Saturday, June 09, 2007

Andreas Gursky

Ah, spring in spilling out everywhere. I could give up nature for this...or this would be the one thing that would tempt me. German photographer Andreas Gursky gets at the bigness, the largess, and perhaps the delicacy (or not) of modernity, capturing chains of islands from the air (chains that will likely disappear very soon...), and roadways in Bahrain. He also boasts of said "biggest" "most expensive" and "most people" in a photograph, such as the one immediately below at Matthew Marks.
and in detail:
I watched group after group of people walk in and bend down to see what the two below are looking for. What is it?
Getting closer...
And closer...

I could tell you what floats down in the bottom, but that would be spoiling the fun. Coming to terms with scale is key here. Take a photo that when viewed large resembles one of the thousands of metal doors that swoop down over store fronts up and down the streets of New York after dark. But up close? Again, I won't tell you, but I'll give you a hint: it's edible.

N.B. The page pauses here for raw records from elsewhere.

PR #173, opened 2015-08-19
prevent unnecessary consul restarts on puppet runs

mdelagrange:
if you are running consul RPC on a custom port, the startup script can now see that the service is running

### DIFF
--- a/manifests/init.pp
+++ b/manifests/init.pp
@@ -115,7 +115,7 @@ class consul (
   if ($config_hash_real['ports'] and $config_hash_real['ports']['rpc']) {
     $rpc_port = $config_hash_real['ports']['rpc']
   } else {
-    $rpc_port = '8400'
+    $rpc_port = 8400
   }
 
   if ($config_hash_real['addresses'] and $config_hash_real['addresses']['rpc']) {
--- a/manifests/init.pp
+++ b/manifests/init.pp
@@ -113,7 +113,17 @@ class consul (
   }
 
   if ($config_hash_real['ports'] and $config_hash_real['ports']['rpc']) {
-    $custom_rpc_port = $config_hash_real['ports']['rpc']
+    $rpc_port = $config_hash_real['ports']['rpc']
+  } else {
+    $rpc_port = '8400'
+  }
+
+  if ($config_hash_real['addresses'] and $config_hash_real['addresses']['rpc']) {
+    $rpc_addr = $config_hash_real['addresses']['rpc']
+  } elsif ($config_hash_real['client_addr']) {
+    $rpc_addr = $config_hash_real['client_addr']
+  } else {
+    $rpc_addr = $::ipaddress_lo
   }
 
   if $services {
@@ -144,7 +154,6 @@ class consul (
     config_hash => $config_hash_real,
     purge       => $purge_config_dir,
     notify      => $notify_service,
-    rpc_port    => $custom_rpc_port,
   } ->
   class { 'consul::run_service': } ->
   class { 'consul::reload_service': } ->
--- a/manifests/init.pp
+++ b/manifests/init.pp
@@ -112,6 +112,10 @@ class consul (
     warning('data_dir must be set to install consul web ui')
   }
 
+  if ($config_hash_real['ports'] and $config_hash_real['ports']['rpc']) {
+    $custom_rpc_port = $config_hash_real['ports']['rpc']
+  }
+
   if $services {
     create_resources(consul::service, $services)
   }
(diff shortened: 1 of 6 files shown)


manifests/init.pp
```diff
@@ -140,6 +144,7 @@
     config_hash => $config_hash_real,
     purge       => $purge_config_dir,
     notify      => $notify_service,
+    rpc_port    => $custom_rpc_port,
```
aj-jester: I don't think you need to pass this as a param, you can just do:

```
if ($config_hash_real['ports'] and $config_hash_real['ports']['rpc']) {
  $rpc_port = $config_hash_real['ports']['rpc']
} else {
  $rpc_port = 8400
}
```

then while calling it in `config.pp` just do `$consul::rpc_port`

manifests/init.pp
```diff
@@ -112,6 +112,10 @@
     warning('data_dir must be set to install consul web ui')
   }
 
+  if ($config_hash_real['ports'] and $config_hash_real['ports']['rpc']) {
+    $custom_rpc_port = $config_hash_real['ports']['rpc']
+  }
```
aj-jester: it a good practice to initialize all variables, even if you have to do `undef`. In other words it should be like:

```
} else {
  $custom_rpc_port = 8400
}
```

Also, can we just name this `rpc_port`?

manifests/init.pp
```diff
@@ -112,6 +112,10 @@
     warning('data_dir must be set to install consul web ui')
   }
 
+  if ($config_hash_real['ports'] and $config_hash_real['ports']['rpc']) {
+    $custom_rpc_port = $config_hash_real['ports']['rpc']
```
aj-jester: I would suggest renaming this to `$rpc_port`

templates/consul.sysconfig.erb
```diff
@@ -0,0 +1 @@
+RPC_ADDR=<%= "-rpc-addr=%{::ipaddress_lo}:#{@rpc_port}" -%>
```
aj-jester: `::ipaddress_lo` is a concern because you can configure `rpc` address in consul as well.

So in `init.pp` you need another conditional:
```
if $config_hash_real['rpc'] {
  $rpc_addr = $config_hash_real['rpc']
} elsif $config_hash_real['client_addr'] {
  $rpc_addr = $config_hash_real['client_addr']
} else {
  $rpc_addr = '127.0.0.1'
}
```

Then remove this file entirely `consul.sysconfig.erb` and use these params directly in `consul.sysv.erb like so:
`"$CONSUL" leave <%= @rpc_addr %>:<%= @rpc_port %>`

This way we can use this with other init scripts as well.

https://www.consul.io/docs/agent/options.html#rpc

aj-jester:
@mdelagrange It would be awesome if there are some tests to go along with this since there are a lot of moving parts to this.

mdelagrange:
@aj-jester yep that all sounds good.  i'll get to work sharpish.

mdelagrange:
@aj-jester updated per your recommendations.  thanks for the feedback!

aj-jester:
@mdelagrange This looks stupendous! Nice work dude :100:

:bullettrain_side: LGTM

manifests/init.pp
```diff
@@ -112,6 +112,20 @@
     warning('data_dir must be set to install consul web ui')
   }
 
+  if ($config_hash_real['ports'] and $config_hash_real['ports']['rpc']) {
+    $rpc_port = $config_hash_real['ports']['rpc']
+  } else {
+    $rpc_port = '8400'
```
aj-jester: oh! I missed this, no quoting integers please :)

mdelagrange:
Fixed.

aj-jester:
Can we hold up on merging this? I just want to make sure we don't commit just to revert all this back because of https://github.com/solarkennedy/puppet-consul/issues/174

mdelagrange:
To me it sounds like @pforman was waiting for this to be merged before he does his PR. Regardless of the solution to #174 it's going to need this logic to work properly on a custom host or port.

aj-jester:
We want to understand how consul behaves if `leave_on_terminate` is set to `true` and `TERM` signal is sent with `consul leave` executing right before the `TERM`.

pforman:
I don't have any issue with this, and it won't greatly affect anything I've been talking about.  As @mdelagrange says, the RPC info is going to need to be there anyway.  If it's merged, I'll do my TERM-based PR from the new HEAD.  If we do them at the same time, it would be a definite conflict, as we're changing the very same lines in the sysv script.

The only thing it would change for me is the addition of the ${RPC_ADDR}, which I'd preserve.

aj-jester:
ok this should be good to merge :+1:

solarkennedy:
Thanks! I'll work on porting this feature to the other init systems.

aj-jester:
@solarkennedy oh thats awesome! It was on my list but now I can cross it off :stuck_out_tongue:

Thanks.

PR #176, opened 2015-08-22
Archlinux support

vdloo:
seems to work without any other modifications
```
Notice: /Stage[main]/Consul::Run_service/Service[consul]/ensure: ensure changed 'stopped' to 'running'
```

Archlinux only has official support for systemd

### DIFF
--- a/manifests/params.pp
+++ b/manifests/params.pp
@@ -52,6 +52,8 @@ class consul::params {
     } else {
       $init_style = 'systemd'
     }
+  } elsif $::operatingsystem == 'Archlinux' {
+    $init_style = 'systemd'
   } elsif $::operatingsystem == 'SLES' {
     $init_style = 'sles'
   } elsif $::operatingsystem == 'Darwin' {
--- a/metadata.json
+++ b/metadata.json
@@ -61,6 +61,9 @@
       ]
     },
     {
+      "operatingsystem": "Archlinux"
+    },
+    {
       "operatingsystem": "Fedora",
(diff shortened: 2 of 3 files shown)


aj-jester:
@vdloo This is great :tada: 

But a few things...

* Can you add the [supported versions](https://github.com/solarkennedy/puppet-consul/blob/master/metadata.json#L21) of arch linux? It doesn't have to be anything exhaustive but what you know.
* Can we write a unit test for this? Here is an [example](https://github.com/solarkennedy/puppet-consul/blob/master/spec/classes/init_spec.rb#L417)

Thanks :smile:

vdloo:
Sure, but because of arch's [rolling release system](https://en.wikipedia.org/wiki/Arch_Linux#Versions) there aren't really versions like in Debian or RedHat though. I put in the 'operatingsystemrelease' that facter returned on my system but that's just the kernel version and can change between [releases](https://www.archlinux.org/releng/releases/). So if the metadata.json is going to stay current it's probably going to need to be changed a [couple times a month](https://projects.archlinux.org/svntogit/packages.git/log/trunk?h=packages/linux).
```
# facter operatingsystemrelease
4.1.5-1-ARCH
```

aj-jester:
@vdloo actually, lets do something like [this](https://github.com/garethr/garethr-docker/blob/master/metadata.json#L29).

aj-jester:
:100: 

:bullettrain_side: LGTM

solarkennedy:
Thanks!

PR #177, opened 2015-08-23
More rpc port support for debian/upstart

solarkennedy:
Related to #173 

I wish we didn't have so many init scripts to maintain :(

### DIFF
--- a/spec/classes/init_spec.rb
+++ b/spec/classes/init_spec.rb
@@ -448,7 +448,40 @@ describe 'consul' do
     }
   end
 
-   context "When using upstart" do
+   context "When using debian" do
+    let (:params) {{
+      :init_style => 'debian'
+    }}
+    let (:facts) {{
+      :ipaddress_lo => '127.0.0.1'
+    }}
+    it { should contain_class('consul').with_init_style('debian') }
+    it {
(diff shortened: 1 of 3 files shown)


aj-jester:
I tested it on Ubuntu and it works :+1: 

One trivial suggestion I would make is adding a test when the `rpc_addr` == `client_addr` because of this https://github.com/solarkennedy/puppet-consul/blob/master/manifests/init.pp#L133

So something like this:

```
ontext "When rpc_addr defaults to client_addr on sysv" do
    let (:params) {{
      :init_style => 'sysv',
      :config_hash => {
        'client_addr' => '192.168.34.56',
      }
    }}
    it { should contain_class('consul').with_init_style('sysv') }
    it {
      should contain_file('/etc/init.d/consul').
        with_content(/-rpc-addr=192.168.34.56:8400/)
    }
  end
```

:bullettrain_side: LGTM

aj-jester:
@solarkennedy Sorry this is my fault, I should've asked for this test to be added in the other PR as well, I didn't think about it then, so yah no big deal if we don't want to add.

solarkennedy:
Added! Thanks.

PR #179, opened 2015-08-24
fix 'consul reload' on custom rpc port

mdelagrange:
Similar to #173.

### DIFF
--- a/manifests/reload_service.pp
+++ b/manifests/reload_service.pp
@@ -13,6 +13,9 @@ class consul::reload_service {
     exec { 'reload consul service':
       path        => [$consul::bin_dir,'/bin','/usr/bin'],
       command     => 'consul reload',
+      environment => [
+        "CONSUL_RPC_ADDR=${consul::rpc_addr}:${consul::rpc_port}",
+      ],
       refreshonly => true,
     }
   }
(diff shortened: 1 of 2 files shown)


manifests/reload_service.pp
```diff
@@ -13,6 +13,9 @@
     exec { 'reload consul service':
       path        => [$consul::bin_dir,'/bin','/usr/bin'],
       command     => 'consul reload',
+      environment => [
+        "CONSUL_RPC_ADDR=${consul::rpc_addr}:${consul::rpc_port}",
```
aj-jester: can we just do this as part of the command?

```
command => "consul reload -rpc-addr=${consul::rpc_addr}:${consul::rpc_port}",
```

mdelagrange:
@ericpfisher pointed out that, if we used the environment variable rather than the flag, we could probably make the init scripts cleaner.

aj-jester:
@mdelagrange Can we add a test for the `elsif`? https://github.com/solarkennedy/puppet-consul/blob/master/manifests/init.pp#L133

Also it would be awesome, but not required, if we can add a test for the `sysv` (your previous PR) for this `elsif` conditional as well. I'll do the same for the `upstart` :smile:.

> if we used the environment variable rather than the flag, we could probably make the init scripts cleaner.

Hmmm perhaps but I prefer if we are more explicit with the flag :confused:

mdelagrange:
OK

mdelagrange:
All set.

aj-jester:
@mdelagrange this looks great :+1: 

:bullettrain_side: LGTM

solarkennedy:
Thanks!

PR #183, opened 2015-09-10
Fixed chuid / consul executed as root

sw0x2A:
consul was running as root because -u was used (matching) but you want -c (chuid).


aj-jester:
@solarkennedy huh...the beaker tests are failing on `master` branch as well.

solarkennedy:
Hmm. I've disabled them for now. It looks like there are better ways to do this now (example: https://github.com/camptocamp/puppet-openldap/blob/master/.travis.yml)

solarkennedy:
Ty @sw0x2A ! I'm surprised this was missed...

PR #185, opened 2015-09-14
Install unzips conditionally

bearrito:
A fix for the following issue we have encountered
```
Error: Could not retrieve catalog from remote server: Error 400 on SERVER: Duplicate declaration: Package[unzip] is already declared; cannot redeclare at /etc/puppet/modules/consul/manifests/install.pp:19
```

### DIFF
--- a/manifests/install.pp
+++ b/manifests/install.pp
@@ -16,8 +16,8 @@ class consul::install {
   case $consul::install_method {
     'url': {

I've posted at length on Gursky:
there is something extremely compelling about the scale and depth these photographers--Gursky, Burtynsky, Hofer--achieve. The tenderness, the depth of feeling that one senses in the composition, tone, and subject matter. Prefacing Irish writer Edmund Burke from 1756, Critic Alix Ohlin suggests a contemporary sublime, a time in which we are faced with "terrible emotion,""terror" and "transformation." Scale. Remember the guilt with which people referred to 9/11 as such, the "brute beauty," if you will, of the destruction? We aren't so much trembling before God, Ohlin suggests, as we are trembling before the sheer presence of ourselves. Difficult to disagree.
Micro to Macro. Compacted. Grand. The show is a must see. It's up until June 30.